SCOPRIRE IL MAROCCO : SAFI

Buongiorno a tutti amici di ZWIN, come state? continuiamo il nostro viaggio alla scoperta del Marocco, e oggi voglio parlarvi della bellissima città di Safi, affacciata sul Marocco.

Safi, detta anche Aşfī in lingua araba e Asfi in berbero, è stata un possedimento portoghese dal 1488 al 1541 e le mura che la circondano testimoniano ancora oggi la sua storia e la sua ricca cultura. La cittadina è famosa in tutto il Marocco per l’artigianato di utensili in terracotta, decorati a mano secondo la tradizione. In particolare Safi è celebre per la ceramica bianca e blu. La produzione delle ceramiche risale al XII secolo, quando in città arrivarono i musulmani andalusi cacciati dalla Spagna cristiana. A coronare il talento di questi artisti fu l’alta qualità dell’argilla che trovarono a Safi.

Situata all’incirca a 100 km a nord di Essaouira, Safi è una città del Marocco centroccidentale, nella regione di Doukkala-Abda, affacciata sull’Oceano Atlantico.Importante porto fin dal XVI sec, la città è oggi un centro industriale e uno dei maggiori centri specializzati nella lavorazione delle sardine.Città in rapida espansione, ha una bella medina, che visitiamo, e reca tracce del suo passato portoghese.

Safi è una città storica con una ricca eredità. Inoltre gode di una posizione perfetta, favorita oltre misura da madre natura e ricca di luoghi da visitare e di attività da provare.

La città si trova sull’oceano Atlantico ed è decisamente orientata all’acqua.
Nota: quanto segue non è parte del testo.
PR #1070, opened 2026-05-21
[#771] Add "important" adversaries, which track Wounds & Madness

### LINKED ISSUE #771: Add the ability to create "important" NPCs that have Wounds and Madness without being a Hero (Player Character)

roth-michael:
Closes #771 
- Adds a checkbox to the header of adversary sheets for Important
- Adversaries no longer delete reserve resources from their schema
- Added a new `usesReserveResources` getter to `CrucibleBaseActor` (defaults to `true`, overridden in `CrucibleAdversaryActor`). This should be used everywhere we previously checked whether wounds/madness _existed_ on an actor
- Moved hero-specific override of `allocateResourceChanges` into parent implementation, with a check for the above getter
- Moved some adversary-specific getter overrides into parent implementation as well

One thing to consider is whether we want to set `woundsMultiplier` and `madnessMultiplier` to 0 for actors which don't use reserve resources. Or clobber bonus & base & max during prep. I think we can just leave it as-is, since having behind-the-scenes wounds values prepped doesn't actually make a difference anywhere with these changes.

### DIFF
--- a/lang/en.json
+++ b/lang/en.json
@@ -920,6 +920,8 @@
   },
   "ADVANCEMENT": {
     "ExpectedLevel": "Expected Level",
+    "Important": "Important",
+    "ImportantTooltip": "Important Adversaries track Wounds and Madness.",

Safi ha più di 140 chilometri di spiagge ed è una meta del surf di fama mondiale. Oltre ad essere un sito fantastico per la caccia agli uccelli acquatici. Casting e pesca sono sport molto popolari e si possono fare delle abbondanti pescate.

Se vi spostate verso l’interno, gli scenari sono molto diversi. Le grotte scavate nella roccia sono una delizia per speleologi sia dilettanti che esperti. Le caverne a Charkarkar si immergono ad una profondità di oltre 390 metri! La grotta di Ghar Gorani, dal canto suo, ospita i resti di un insediamento preistorico, il che la rende attraente sia dal punto di vista culturale che per le sue centinaia di metri di gallerie.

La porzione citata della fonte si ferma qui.